Título: Um certo sabor de decepção
Autor: Gois, Chico de
Fonte: O Globo, 25/11/2009, O Mundo, p. 30

Assessor de Lula diz que Obama frustra o governo, e revela carta sobre temas controversos

Um dia após receber o presidente do Irã, Mahmoud Ahmadinejad, o governo brasileiro subiu o tom com os Estados Unidos. E as críticas vieram do assessor especial para assuntos internacionais do presidente Lula, Marco Aurélio Garcia. Segundo ele, há um "certo sabor de decepção" com as atitudes do governo do presidente dos EUA, Barack Obama. Ao reclamar dos EUA, Garcia acabou revelando que o presidente Obama havia enviado no último domingo uma longa carta a Lula, abordando temas polêmicos na relação recente entre os dois países: a visita do iraniano; as eleições em Honduras, negociações da Rodada de Doha e a reunião de cúpula sobre mudanças climáticas em Copenhague.

Garcia enumerou três desses temas para explicar o motivo da decepção. No caso de Honduras, os Estados Unidos decidiram apoiar as eleições que ocorrem domingo para a escolha do novo presidente, ao contrário do Brasil e de grande parte dos países da América Latina, que não reconhecem o pleito. Garcia citou ainda a aliança entre EUA e China na questão climática, inviabilizando acordo por metas na emissão de CO2 em Copenhague. O terceiro tema é a negociação para a redução de protecionismo no comércio, a chamada Rodada de Doha. Segundo Garcia, o tom adotado por Obama na carta a Lula praticamente teria decretado o fim da Rodada de Doha.

Clima favorável se dissipando

O Palácio do Planalto não divulgou o teor da carta de Obama, enviada por fax da Casa Branca, no dia 22, um dia antes de Lula receber o presidente do Irã.
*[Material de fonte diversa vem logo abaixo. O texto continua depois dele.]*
PR #1683, opened 2024-03-01
Packaging with Resource Buffer Pop and Push

### LINKED ISSUE #1657: Add default behavior to Resource Buffer handling of packages
* [ ] strip package type on Push (becomes implicit type)
* [ ] apply package type on Pop for default package type = implicit packaging

### LINKED ISSUE #1658: Perform repackaging upon Resource Buffer pop
Repackage from implicit packaging to explicit packaging on pop

nuclearkatie:
- First pass at packaging interface with resource buffer

Closes #1657 and closes #1658
Linked to #1620

### DIFF
--- a/src/package.cc
+++ b/src/package.cc
@@ -21,6 +21,31 @@ Package::Ptr Package::Create(std::string name, double fill_min, double fill_max,
   return p;
 }
 
+double GetFillMass(Resource::Ptr r, Package::Ptr pkg) {
+  if (r->quantity() < pkg->fill_min()) {
+    // less than one pkg of material available
+    return 0;
+  }
+
+  std::vector<Resource::Ptr> rs;
+  Resource::Ptr r_pkgd;
+  double fill_mass;
+  if (pkg->strategy() == "first") {
+    fill_mass = pkg->fill_max();
+  } else if (pkg->strategy() == "equal") {
+    int num_min_fill = std::floor(r->quantity() / pkg->fill_min());
+    int num_max_fill = std::ceil(r->quantity() / pkg->fill_max());
+    if (num_min_fill >= num_max_fill) {
+      // all material can fit in a package
+      double fill_mass = r->quantity() / num_max_fill;
+    } else {
+      // some material will remain unpackaged, fill up as many max packages as possible
+      fill_mass = pkg->fill_max();
+    }
+  }
+  return fill_mass;
+}
+
 std::vector<typename T::Ptr> Package::Repackage(typename T::Ptr r,
                                                 Package::Ptr pkg) {
     std::vector<typename T::Ptr> rs_pkgd;
--- a/src/package.cc
+++ b/src/package.cc
@@ -20,6 +20,25 @@ Package::Ptr Package::Create(std::string name, double fill_min, double fill_max,
   Ptr p(new Package(name, fill_min, fill_max, strategy));
   return p;
 }
+
+std::vector<typename T::Ptr> Package::Repackage(typename T::Ptr r,
+                                                Package::Ptr pkg) {
+    std::vector<typename T::Ptr> rs_pkgd;
+    typename T::Ptr r_pkgd;
+    
+    double fill_mass = GetFillMass(r, pkg);
+    if (fill_mass ==0) {
+      return rs_pkgd;
+    }
+
+    while (r->quantity() > pkg->fill_min()) {
+      double pkg_fill = std::min(r->quantity(), fill_mass);
+      r_pkgd = boost::dynamic_pointer_cast<T>(r->ExtractRes(pkg_fill));
+      r_pkgd->ChangePackageId(pkg->id());
+      rs_pkgd.push_back(r_pkgd);
+    }
+    return rs_pkgd;
+  }
   
 Package::Package() : id_(next_id_++), fill_min_(0), fill_max_(std::numeric_limits<double>::max()) {}
 
--- a/src/package.cc
+++ b/src/package.cc
@@ -20,6 +20,10 @@ Package::Ptr Package::Create(std::string name, double fill_min, double fill_max,
   Ptr p(new Package(name, fill_min, fill_max, strategy));
   return p;
 }
+  
+Package::Package() : id_(next_id_++), fill_min_(0), fill_max_(std::numeric_limits<double>::max()) {}
+
+Package::Package(std::string name, double fill_min, double fill_max, std::string strategy) : name_(name), id_(next_id_++), fill_min_(fill_min), fill_max_(fill_max), strategy_(strategy) {}
 
 double GetFillMass(Resource::Ptr r, Package::Ptr pkg) {
   if (r->quantity() < pkg->fill_min()) {
@@ -45,28 +49,5 @@ double GetFillMass(Resource::Ptr r, Package::Ptr pkg) {
   }
   return fill_mass;
 }
-
-std::vector<typename T::Ptr> Package::Repackage(typename T::Ptr r,
-                                                Package::Ptr pkg) {
-    std::vector<typename T::Ptr> rs_pkgd;
-    typename T::Ptr r_pkgd;
-    
-    double fill_mass = GetFillMass(r, pkg);
-    if (fill_mass ==0) {
-      return rs_pkgd;
-    }
-
-    while (r->quantity() > pkg->fill_min()) {
-      double pkg_fill = std::min(r->quantity(), fill_mass);
-      r_pkgd = boost::dynamic_pointer_cast<T>(r->ExtractRes(pkg_fill));
-      r_pkgd->ChangePackageId(pkg->id());
-      rs_pkgd.push_back(r_pkgd);
-    }
-    return rs_pkgd;
-  }
-  
-Package::Package() : id_(next_id_++), fill_min_(0), fill_max_(std::numeric_limits<double>::max()) {}
-
-Package::Package(std::string name, double fill_min, double fill_max, std::string strategy) : name_(name), id_(next_id_++), fill_min_(fill_min), fill_max_(fill_max), strategy_(strategy) {}
 
 } // namespace cyclus
--- a/src/package.cc
+++ b/src/package.cc
@@ -5,6 +5,31 @@ namespace cyclus {
 
 int Package::next_id_ = 1;
 
+double Package::GetFillMass(Resource::Ptr r) {
+  if (r->quantity() < fill_min_) {
+    // less than one pkg of material available
+    return 0;
+  }
+
+  std::vector<Resource::Ptr> rs;
+  Resource::Ptr r_pkgd;
+  double fill_mass;
+  if (strategy_ == "first") {
+    fill_mass = fill_max_;
+  } else if (strategy_ == "equal") {
+    int num_min_fill = std::floor(r->quantity() / fill_min_);
+    int num_max_fill = std::ceil(r->quantity() / fill_max_);
+    if (num_min_fill >= num_max_fill) {
+      // all material can fit in a package
+      double fill_mass = r->quantity() / num_max_fill;
+    } else {
+      // some material will remain unpackaged, fill up as many max packages as possible
+      fill_mass = fill_max_;
+    }
+  }
+  return fill_mass;
+}
+
 Package::Ptr Package::Create() {
   Ptr p(new Package());
   return p;
@@ -24,30 +49,5 @@ Package::Ptr Package::Create(std::string name, double fill_min, double fill_max,
 Package::Package() : id_(next_id_++), fill_min_(0), fill_max_(std::numeric_limits<double>::max()) {}
 
 Package::Package(std::string name, double fill_min, double fill_max, std::string strategy) : name_(name), id_(next_id_++), fill_min_(fill_min), fill_max_(fill_max), strategy_(strategy) {}
-
-double GetFillMass(Resource::Ptr r, Package::Ptr pkg) {
-  if (r->quantity() < pkg->fill_min()) {
-    // less than one pkg of material available
-    return 0;
-  }
-
-  std::vector<Resource::Ptr> rs;
-  Resource::Ptr r_pkgd;
-  double fill_mass;
-  if (pkg->strategy() == "first") {
-    fill_mass = pkg->fill_max();
-  } else if (pkg->strategy() == "equal") {
-    int num_min_fill = std::floor(r->quantity() / pkg->fill_min());
-    int num_max_fill = std::ceil(r->quantity() / pkg->fill_max());
-    if (num_min_fill >= num_max_fill) {
-      // all material can fit in a package
-      double fill_mass = r->quantity() / num_max_fill;
-    } else {
-      // some material will remain unpackaged, fill up as many max packages as possible
-      fill_mass = pkg->fill_max();
-    }
-  }
-  return fill_mass;
-}
 
 } // namespace cyclus
--- a/src/package.cc
+++ b/src/package.cc
@@ -30,6 +30,25 @@ double Package::GetFillMass(Resource::Ptr r) {
   return fill_mass;
 }
 
+template <class T>
+std::vector<typename T::Ptr> Package::PackageResource(typename T::Ptr r) {
+  std::vector<typename T::Ptr> rs_pkgd;
+  typename T::Ptr r_pkgd;
+  
+  double fill_mass = GetFillMass(r);
+  if (fill_mass ==0) {
+    return rs_pkgd;
+  }
+
+  while (r->quantity() > fill_min_) {
+    double pkg_fill = std::min(r->quantity(), fill_mass);
+    r_pkgd = boost::dynamic_pointer_cast<T>(r->ExtractRes(pkg_fill));
+    r_pkgd->ChangePackageId(id_);
+    rs_pkgd.push_back(r_pkgd);
+  }
+  return rs_pkgd;
+}
+
 Package::Ptr Package::Create() {
   Ptr p(new Package());
   return p;
--- a/src/package.h
+++ b/src/package.h
@@ -37,23 +37,7 @@ class Package {
     /// resource cannot be packaged using the given packaging strategy and
     /// restrictions, the remainder is left in the resource object. 
     template <class T>
-    std::vector<typename T::Ptr> PackageResource(typename T::Ptr r) {
-      std::vector<typename T::Ptr> rs_pkgd;
-      typename T::Ptr r_pkgd;
-      
-      double fill_mass = GetFillMass(r);
-      if (fill_mass ==0) {
-        return rs_pkgd;
-      }
-
-      while (r->quantity() > fill_min_) {
-        double pkg_fill = std::min(r->quantity(), fill_mass);
-        r_pkgd = boost::dynamic_pointer_cast<T>(r->ExtractRes(pkg_fill));
-        r_pkgd->ChangePackageId(id_);
-        rs_pkgd.push_back(r_pkgd);
-      }
-      return rs_pkgd;
-    };
+    std::vector<typename T::Ptr> PackageResource(typename T::Ptr r);
 
     // create a new package type with default values 
     static Ptr Create();
--- a/src/package.h
+++ b/src/package.h
@@ -48,7 +48,14 @@ class Package {
 
 /// Returns optimal fill mass for a resource to be packaged. Can be used
 /// to determine how to respond to requests for material, and to actually
-/// package and send off trades
+/// package and send off trades.
+/// Packaging strategy "first" simply fills the packages one by one to the
+/// maximum fill. Therefore, it should always try to max fill.
+/// Packaging strategy "equal" tries to fill all packages to the same mass.
+/// This tries to find the optimal number and fill mass of packages given the
+/// packaging limitations. It does this by calculating bounding fills, 
+/// floor(quantity/fill_min) and ceiling(quantity/fill_max). 
+/// There might be a scenario w
 double GetFillMass(Resource::Ptr r, Package::Ptr pkg);
 
 /// Repackages a single resource into a package. If some quantity of the 
--- a/src/package.h
+++ b/src/package.h
@@ -55,7 +55,11 @@ class Package {
 /// This tries to find the optimal number and fill mass of packages given the
 /// packaging limitations. It does this by calculating bounding fills, 
 /// floor(quantity/fill_min) and ceiling(quantity/fill_max). 
-/// There might be a scenario w
+/// There might be a scenario where there is no solution, i.e. an integer
+/// number of packages cannot be filled with no remainder. In this case,
+/// the most effective fill strategy is to fill to the max. Numeric example:
+/// quantity = 5, fill_min = 3, fill_max = 4. num_min_fill = floor(5/3) = 1,
+/// num_max_fill = ceil(5/4) = 2. num_min_fill < num_max_fill, so fill to max.
 double GetFillMass(Resource::Ptr r, Package::Ptr pkg);
 
 /// Repackages a single resource into a package. If some quantity of the 
--- a/src/package.h
+++ b/src/package.h
@@ -5,6 +5,7 @@
 #include <string>
 #include <vector>
 #include <boost/shared_ptr.hpp>
+#include "resource.h"
 
 namespace cyclus {
 
@@ -19,6 +20,12 @@ class Package {
 
     // create a new package type
     static Ptr Create(std::string name, double fill_min, double fill_max, std::string strategy);
+
+    /// Given a single resource and a package type, returns optimal fill mass
+    /// for the resource to be packaged. Can be used to determine how to   
+    /// respond to requests for material, and to actually package and send off
+    /// trades
+    double GetFillMass(Resource::Ptr r, Package::Ptr pkg);
 
     /// Repackages a single resource into a package. If some quantity of the 
     /// resource cannot be packaged, the remainder is left in the resource
--- a/src/package.h
+++ b/src/package.h
@@ -3,6 +3,7 @@
 
 #include <limits>
 #include <string>
+#include <vector>
 #include <boost/shared_ptr.hpp>
 
 namespace cyclus {
@@ -18,6 +19,11 @@ class Package {
 
     // create a new package type
     static Ptr Create(std::string name, double fill_min, double fill_max, std::string strategy);
+
+    /// Repackages a single resource into a package. If some quantity of the 
+    /// resource cannot be packaged, the remainder is left in the resource
+    /// object. 
+    std::vector<typename T::Ptr> Repackage(typename T::Ptr r, Package::Ptr pkg);
 
     // returns package id
     int id() const { return id_; }
--- a/src/package.h
+++ b/src/package.h
@@ -16,6 +16,45 @@ class Package {
   public:
     typedef boost::shared_ptr<Package> Ptr;
 
+    /// Returns optimal fill mass for a resource to be packaged. Can be used
+    /// to determine how to respond to requests for material, and to actually
+    /// package and send off trades.
+    /// Packaging strategy "first" simply fills the packages one by one to the
+    /// maximum fill. Therefore, it should always try to max fill.
+    /// Packaging strategy "equal" tries to fill all packages to the same mass.
+    /// This tries to find the optimal number and fill mass of packages given
+    /// the packaging limitations. It does this by calculating bounding fills, 
+    /// floor(quantity/fill_min) and ceiling(quantity/fill_max). 
+    /// There might be a scenario where there is no solution, i.e. an integer
+    /// number of packages cannot be filled with no remainder. In this case,
+    /// the most effective fill strategy is to fill to the max. Numeric example:
+    /// quantity = 5, fill_min = 3, fill_max = 4. num_min_fill = floor(5/3) = 1,
+    /// num_max_fill = ceil(5/4) = 2. num_min_fill < num_max_fill, so fill to
+    /// the max.
+    double GetFillMass(Resource::Ptr r);
+
+    /// Repackages a single resource into a package. If some quantity of the 
+    /// resource cannot be packaged using the given packaging strategy and
+    /// restrictions, the remainder is left in the resource object. 
+    template <class T>
+    std::vector<typename T::Ptr> PackageResource(typename T::Ptr r) {
+      std::vector<typename T::Ptr> rs_pkgd;
+      typename T::Ptr r_pkgd;
+      
+      double fill_mass = GetFillMass(r);
+      if (fill_mass ==0) {
+        return rs_pkgd;
+      }
+
+      while (r->quantity() > fill_min_) {
+        double pkg_fill = std::min(r->quantity(), fill_mass);
+        r_pkgd = boost::dynamic_pointer_cast<T>(r->ExtractRes(pkg_fill));
+        r_pkgd->ChangePackageId(id_);
+        rs_pkgd.push_back(r_pkgd);
+      }
+      return rs_pkgd;
+    };
+
     // create a new package type with default values 
     static Ptr Create();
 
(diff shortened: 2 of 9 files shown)


src/toolkit/res_manip.h
```diff
@@ -30,6 +30,8 @@ std::vector<Resource::Ptr> ResCast(std::vector<Product::Ptr> rs);
 /// basically a no-op that enables ResBuf to work for plain Resource types.
 std::vector<Resource::Ptr> ResCast(std::vector<Resource::Ptr> rs);
 
+double GetFillMass(Resource::Ptr r, Package::Ptr pkg);
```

A correspondência tem três páginas - considerada longa, em se tratando de missiva para um presidente. Lula, segundo o Palácio do Planalto, ainda não decidiu se responderá. A correspondência não pede que o Brasil adote um posicionamento, apenas faz considerações sobre as posições do governo americano. Segundo informações do Departamento de Estado dos EUA, Obama não pediu a intermediação de Lula junto a Ahmadinejad, mas destacou a importância de os iranianos aceitarem o monitoramento internacional de seu programa nuclear, o respeito à liberdade de expressão e aos direitos humanos.

- Espero que não haja uma inflexão (no relacionamento entre Brasil e EUA). Agora, nós vemos com preocupação alguns posicionamentos dos Estados Unidos - afirmou Marco Aurélio. - Entendemos que o presidente Obama está enfrentando uma situação complexa em seu país, com uma agenda interna difícil e complexa, mas a grande verdade é a seguinte: isto está provocando uma certa frustração. Não diria que há uma inflexão. O presidente Lula continua com expectativas de que possamos ter bom relacionamento com os EUA, mas a grande verdade é que, até agora, há um certo sabor de decepção, que esperamos que seja revertido - declarou.

Ele informou que nas conversas que Lula tem mantido com os americanos tem expressado esse sentimento. Marco Aurélio disse que o Brasil não irá reconhecer o resultado das eleições de domingo em Honduras.

- A posição do Brasil é a mesma da imensa maioria dos países sul-americanos, é a mesma posição que a OEA (Organização dos Estados Americanos) adotou, que a Unasul adotou. Achamos lamentável que se queira limpar um golpe de Estado com um processo de eleição que se realiza num país que viveu, virtualmente, num estado de sítio nos últimos meses - disse o assessor.- Achamos que isso não é bom do ponto de vista do diálogo dos Estados Unidos com a América Latina. Todo aquele clima favorável que se criou com a eleição do presidente Obama, que se fortaleceu com a reunião de Trinidad e Tobago, começa a se desfazer um pouco. Por que reconhecer um governo golpista, que abusou de instrumentos extremamente ilegais, violentos e rompeu o equilíbrio que havia naquele país?

Para o assessor de Lula, os Estados Unidos não têm dado a atenção devida à América Latina.

- O ministro Amorim (o chanceler Celso Amorim) disse outro dia que se houver um desencontro muito grande, os Estados Unidos num determinado momento, quando começarem a olhar para a América Latina, vão chegar à conclusão que estão olhando tarde demais.